= Beginning of Section =
PR #206, opened 2026-04-26
OP-174: auto-publish op-obsidian release on push to main

earchibald:
## Summary

- Reshape `.github/workflows/op-obsidian-release.yml` from tag-triggered to push-to-main triggered with self-tagging.
- Idempotency: `git rev-parse --verify --quiet refs/tags/op-obsidian-v<version>` guards every subsequent step. Non-bumping pushes to main run the workflow but no-op cleanly.
- Build path: `actions/checkout@v4` (`fetch-depth: 0`) → `setup-node@v4` (node 20) → `npm ci` + `npm run build` in `plugins/op-obsidian/` → tag + push at the workflow commit → `gh release create --generate-notes` attaching `main.js` + `manifest.json`.
- `concurrency.group: op-obsidian-release` serializes runs against the tag-creation race.
- Doc update: vault `Projects/obsidian-projects/WORKFLOW.md` now has a `## Releases (op-obsidian)` section describing the auto-publish flow. (Vault-only doc, not part of this diff.)

Issue: OP-174. Pre-existing release `op-obsidian-v0.61.2` is on GitHub, so the post-merge run of this PR will hit the tag-exists guard and exit clean — the next version-bumping merge after this lands is the first end-to-end exercise.

## Test plan

- [ ] CI: workflow YAML parses (Actions tab shows the new run for this PR's merge).
- [ ] Post-merge run logs show `Tag op-obsidian-v0.61.2 already exists; nothing to release.` and skip the build/release steps.
- [ ] Next version-bumping PR merged after this lands produces a fresh `op-obsidian-v<new>` release with `main.js` + `manifest.json` attached and auto-generated notes.

### DIFF
--- a/.github/workflows/op-obsidian-release.yml
+++ b/.github/workflows/op-obsidian-release.yml
@@ -19,11 +19,16 @@ jobs:
       - uses: actions/checkout@v4
         with:
           fetch-depth: 0
+          fetch-tags: true
 
       - name: Read manifest version
         id: version
         run: |
           version=$(jq -r .version plugins/op-obsidian/manifest.json)
+          if [[ -z "$version" || "$version" == "null" ]]; then
+            echo "ERROR: could not read a valid version from plugins/op-obsidian/manifest.json" >&2
+            exit 1
+          fi
           echo "version=$version" >> "$GITHUB_OUTPUT"
           echo "tag=op-obsidian-v$version" >> "$GITHUB_OUTPUT"
 
--- a/.github/workflows/op-obsidian-release.yml
+++ b/.github/workflows/op-obsidian-release.yml
@@ -2,38 +2,78 @@ name: Release op-obsidian
 
 on:
   push:
-    tags:
-      - "op-obsidian-v*"
+    branches:
+      - main
 
 permissions:
   contents: write
 
+concurrency:
+  group: op-obsidian-release
+  cancel-in-progress: false
+
 jobs:
-  build:
+  release:
     runs-on: ubuntu-latest
-    defaults:
-      run:
-        working-directory: plugins/op-obsidian
     steps:
       - uses: actions/checkout@v4
+        with:
+          fetch-depth: 0
+
+      - name: Read manifest version
+        id: version
+        run: |
+          version=$(jq -r .version plugins/op-obsidian/manifest.json)
+          echo "version=$version" >> "$GITHUB_OUTPUT"
+          echo "tag=op-obsidian-v$version" >> "$GITHUB_OUTPUT"
+
+      - name: Skip if tag already exists
+        id: guard
+        env:
+          TAG: ${{ steps.version.outputs.tag }}
+        run: |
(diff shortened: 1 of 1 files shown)


earchibald:
@copilot — please pressure-test this release workflow rewrite. Specific scenarios I want eyes on:

1. **Idempotency under tag-already-exists.** Walk the YAML: if `git rev-parse --verify --quiet refs/tags/op-obsidian-v$VERSION` returns 0, every later step is gated on `steps.guard.outputs.skip == 'false'`. Are *all* mutating steps gated? If any mutation runs when the tag already exists (extra commit, partial release, deleted/recreated assets), the whole guard is moot. Specifically check that `Create and push tag` and `Create release` are both gated.

2. **Tag visibility from a fresh `actions/checkout@v4`.** `fetch-depth: 0` is set. Does that actually fetch tags by default in `actions/checkout@v4`, or do we need `fetch-tags: true` explicitly? If tags aren't fetched, the idempotency guard misses existing tags and re-cuts releases.

3. **Concurrency group correctness.** `concurrency.group: op-obsidian-release`, `cancel-in-progress: false`. With two near-simultaneous merges to main, runs queue serially. Is that the intended behavior, or could `cancel-in-progress: true` cause the later (bumped) version's release to be skipped if the earlier run is still mid-build? Also: is the group name unique enough — could it collide with another workflow in this repo?

4. **`gh release create --generate-notes` baseline.** The auto-notes are computed since the previous tag matching the configured pattern. With `op-obsidian-v0.1.8` and `op-obsidian-v0.61.2` already present (and a large gap between them), what does GitHub actually walk for notes generation on the next release after this PR merges? Could it dump dozens of unrelated commits from across the repo?

5. **`gh` auth context.** The release step uses `GITHUB_TOKEN`. Is that token's permissions sufficient for `gh release create` (which calls the Releases API), given `permissions: contents: write` is set at the workflow level?

6. **Tag-push side effect on the *old* tag-triggered workflow.** Sanity check: this PR replaces the old workflow file in place. So when the new workflow pushes a tag, there's no other workflow listening on `op-obsidian-v*` tags to also fire — confirm by reading the post-merge `.github/workflows/` directory.

7. **What if `manifest.json` is malformed.** `jq -r .version` on bad JSON fails the step. Does the workflow then exit non-zero, or could it produce an empty `version` output that downstream steps interpret as a valid tag like `op-obsidian-v` (with no version)? Check whether `jq` errors propagate.

8. **First-time bump path end-to-end.** Trace: PR bumps manifest from `0.61.2` to `0.61.3`, squash-merge to main. Workflow runs at the merge commit. Tag `op-obsidian-v0.61.3` doesn't exist → skip=false → npm ci → npm run build → tag created at the merge commit → tag pushed → `gh release create` with `main.js` + `manifest.json` + auto notes. Any step in that chain where you'd expect a failure I'm not catching?

Treat each numbered item as a separate finding so I can address them granularly. If something looks fine, say so explicitly so I'm not left guessing whether it was unread.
= End of Section =
**WORK INSTRUCTION:** Nothing in the listing should change; repeat it in full.

**WORKED SOLUTION:**
PR #206, opened 2026-04-26
OP-174: auto-publish op-obsidian release on push to main

earchibald:
## Summary

- Reshape `.github/workflows/op-obsidian-release.yml` from tag-triggered to push-to-main triggered with self-tagging.
- Idempotency: `git rev-parse --verify --quiet refs/tags/op-obsidian-v<version>` guards every subsequent step. Non-bumping pushes to main run the workflow but no-op cleanly.
- Build path: `actions/checkout@v4` (`fetch-depth: 0`) → `setup-node@v4` (node 20) → `npm ci` + `npm run build` in `plugins/op-obsidian/` → tag + push at the workflow commit → `gh release create --generate-notes` attaching `main.js` + `manifest.json`.
- `concurrency.group: op-obsidian-release` serializes runs against the tag-creation race.
- Doc update: vault `Projects/obsidian-projects/WORKFLOW.md` now has a `## Releases (op-obsidian)` section describing the auto-publish flow. (Vault-only doc, not part of this diff.)

Issue: OP-174. Pre-existing release `op-obsidian-v0.61.2` is on GitHub, so the post-merge run of this PR will hit the tag-exists guard and exit clean — the next version-bumping merge after this lands is the first end-to-end exercise.

## Test plan

- [ ] CI: workflow YAML parses (Actions tab shows the new run for this PR's merge).
- [ ] Post-merge run logs show `Tag op-obsidian-v0.61.2 already exists; nothing to release.` and skip the build/release steps.
- [ ] Next version-bumping PR merged after this lands produces a fresh `op-obsidian-v<new>` release with `main.js` + `manifest.json` attached and auto-generated notes.

### DIFF
--- a/.github/workflows/op-obsidian-release.yml
+++ b/.github/workflows/op-obsidian-release.yml
@@ -19,11 +19,16 @@ jobs:
       - uses: actions/checkout@v4
         with:
           fetch-depth: 0
+          fetch-tags: true
 
       - name: Read manifest version
         id: version
         run: |
           version=$(jq -r .version plugins/op-obsidian/manifest.json)
+          if [[ -z "$version" || "$version" == "null" ]]; then
+            echo "ERROR: could not read a valid version from plugins/op-obsidian/manifest.json" >&2
+            exit 1
+          fi
           echo "version=$version" >> "$GITHUB_OUTPUT"
           echo "tag=op-obsidian-v$version" >> "$GITHUB_OUTPUT"
 
--- a/.github/workflows/op-obsidian-release.yml
+++ b/.github/workflows/op-obsidian-release.yml
@@ -2,38 +2,78 @@ name: Release op-obsidian
 
 on:
   push:
-    tags:
-      - "op-obsidian-v*"
+    branches:
+      - main
 
 permissions:
   contents: write
 
+concurrency:
+  group: op-obsidian-release
+  cancel-in-progress: false
+
 jobs:
-  build:
+  release:
     runs-on: ubuntu-latest
-    defaults:
-      run:
-        working-directory: plugins/op-obsidian
     steps:
       - uses: actions/checkout@v4
+        with:
+          fetch-depth: 0
+
+      - name: Read manifest version
+        id: version
+        run: |
+          version=$(jq -r .version plugins/op-obsidian/manifest.json)
+          echo "version=$version" >> "$GITHUB_OUTPUT"
+          echo "tag=op-obsidian-v$version" >> "$GITHUB_OUTPUT"
+
+      - name: Skip if tag already exists
+        id: guard
+        env:
+          TAG: ${{ steps.version.outputs.tag }}
+        run: |
(diff shortened: 1 of 1 files shown)


earchibald:
@copilot — please pressure-test this release workflow rewrite. Specific scenarios I want eyes on:

1. **Idempotency under tag-already-exists.** Walk the YAML: if `git rev-parse --verify --quiet refs/tags/op-obsidian-v$VERSION` returns 0, every later step is gated on `steps.guard.outputs.skip == 'false'`. Are *all* mutating steps gated? If any mutation runs when the tag already exists (extra commit, partial release, deleted/recreated assets), the whole guard is moot. Specifically check that `Create and push tag` and `Create release` are both gated.

2. **Tag visibility from a fresh `actions/checkout@v4`.** `fetch-depth: 0` is set. Does that actually fetch tags by default in `actions/checkout@v4`, or do we need `fetch-tags: true` explicitly? If tags aren't fetched, the idempotency guard misses existing tags and re-cuts releases.

3. **Concurrency group correctness.** `concurrency.group: op-obsidian-release`, `cancel-in-progress: false`. With two near-simultaneous merges to main, runs queue serially. Is that the intended behavior, or could `cancel-in-progress: true` cause the later (bumped) version's release to be skipped if the earlier run is still mid-build? Also: is the group name unique enough — could it collide with another workflow in this repo?

4. **`gh release create --generate-notes` baseline.** The auto-notes are computed since the previous tag matching the configured pattern. With `op-obsidian-v0.1.8` and `op-obsidian-v0.61.2` already present (and a large gap between them), what does GitHub actually walk for notes generation on the next release after this PR merges? Could it dump dozens of unrelated commits from across the repo?

5. **`gh` auth context.** The release step uses `GITHUB_TOKEN`. Is that token's permissions sufficient for `gh release create` (which calls the Releases API), given `permissions: contents: write` is set at the workflow level?

6. **Tag-push side effect on the *old* tag-triggered workflow.** Sanity check: this PR replaces the old workflow file in place. So when the new workflow pushes a tag, there's no other workflow listening on `op-obsidian-v*` tags to also fire — confirm by reading the post-merge `.github/workflows/` directory.

7. **What if `manifest.json` is malformed.** `jq -r .version` on bad JSON fails the step. Does the workflow then exit non-zero, or could it produce an empty `version` output that downstream steps interpret as a valid tag like `op-obsidian-v` (with no version)? Check whether `jq` errors propagate.

8. **First-time bump path end-to-end.** Trace: PR bumps manifest from `0.61.2` to `0.61.3`, squash-merge to main. Workflow runs at the merge commit. Tag `op-obsidian-v0.61.3` doesn't exist → skip=false → npm ci → npm run build → tag created at the merge commit → tag pushed → `gh release create` with `main.js` + `manifest.json` + auto notes. Any step in that chain where you'd expect a failure I'm not catching?

Treat each numbered item as a separate finding so I can address them granularly. If something looks fine, say so explicitly so I'm not left guessing whether it was unread.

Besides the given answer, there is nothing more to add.